» DATA TO USE:

PR #11126, opened 2019-03-10
[Routing][DX] Exposed "utf8" options, and defaults "locale" and "format"

HeahDude:
Documentation for symfony/symfony#30508

### DIFF
--- a/components/routing.rst
+++ b/components/routing.rst
@@ -399,7 +399,7 @@ routes with UTF-8 characters:
         class DefaultController extends AbstractController
         {
             /**
-             * @Route("/category/{name}", name="route1", options={"utf8": true})
+             * @Route("/category/{name}", name="route1", utf8=true)
              */
             public function category()
             {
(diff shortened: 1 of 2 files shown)


nicolas-grekas:
I didn't review the full page: where do we tell about the router-wide default options?
Because to me that's where the utf8 option makes the most sense. See https://github.com/symfony/recipes/blob/master/symfony/routing/4.2/config/packages/routing.yaml
Note that this makes me wonder if we should merge this PR and the one on Symfony...

HeahDude:
@nicolas-grekas While this is a default in the framework routing page, this PR is about DX when using the component standalone. We have two pages for almost all components (one is about integration but not here):

- framework routing https://symfony.com/doc/current/routing.html
    No examples need `utf8` option because we required `annotations` which has the config we linked.
    Maybe we could even add a not there to explain how to set it to `false`.
- routing component (what I edit here) https://symfony.com/doc/current/components/routing.html
   No integration.

nicolas-grekas:
configuring the defaults are also possible when using the component standalone

HeahDude:
https://github.com/symfony/symfony/pull/30508 has been merged.

javiereguiluz:
Jules, this was a lovely contribution. Thanks a lot!

PR #11127, opened 2019-03-10
Document Default env processor with null fallback

jderusse:
Document the fallback to `null`

PR: https://github.com/symfony/symfony/pull/30504


javiereguiluz:
Thanks Jérémy.

PR #11130, opened 2019-03-11
Update security_checker.rst

shreypuranik:
Adding a minor addition to the Tip note about integrating security checker with continuous integration workflow.

### DIFF
--- a/security/security_checker.rst
+++ b/security/security_checker.rst
@@ -30,10 +30,8 @@ FriendsOfPHP organization.
 
     The ``security:check`` command terminates with a non-zero exit code if
     any of your dependencies is affected by a known security vulnerability.
-    This allows you to add it to your project build process and your continuous
-    integration workflows. Depending on the continious integration workflow, a
-    non-zero exit code could result in the build process terminating in the 
-    event of vulnerabilities being highlighted. 
+    This way you can add it to your project build process and your continuous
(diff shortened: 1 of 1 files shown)


javiereguiluz:
@shreypuranik thanks for this contribution!

The way I understood your contribution is like this: "be careful, if you add this command and there are vulnerabilities, the build will fail". The way it's explained looks like a bad thing ... but that's precisely what we want to emphasize: add this command to your CI, because when there are vulnerabilities, it will fail.

I've reworded it a bit to make this more clear. Is it OK to you? Thanks.

shreypuranik:
Hi @javiereguiluz, thanks for reviewing so promptly. I completely agree with your amended commit, as it certainly reads a lot more transparently. I have added a minor line to emphasise the non-zero exit code. Hope thats ok? Thanks,

javiereguiluz:
@shreypuranik I'm afraid I don't agree with your last proposal 😓  I think it's redundant with the first phrase, which also talks about non-zero exit code.

shreypuranik:
@javiereguiluz Thanks for reviewing. I have just pushed up a further commit which removes the additional line about the non-zero exit code.

javiereguiluz:
Thank you @shreypuranik! We merged it in the 3.4 branch and we'll merge it in the upper branches automatically later.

» ABOUT THIS EXERCISE: After locating the line with "Adding a minor" above, return that line and every later line through the one with "any of your", word for word and with nothing else.

» WRITTEN ANSWER:
Adding a minor addition to the Tip note about integrating security checker with continuous integration workflow.

### DIFF
--- a/security/security_checker.rst
+++ b/security/security_checker.rst
@@ -30,10 +30,8 @@ FriendsOfPHP organization.
 
     The ``security:check`` command terminates with a non-zero exit code if
     any of your dependencies is affected by a known security vulnerability.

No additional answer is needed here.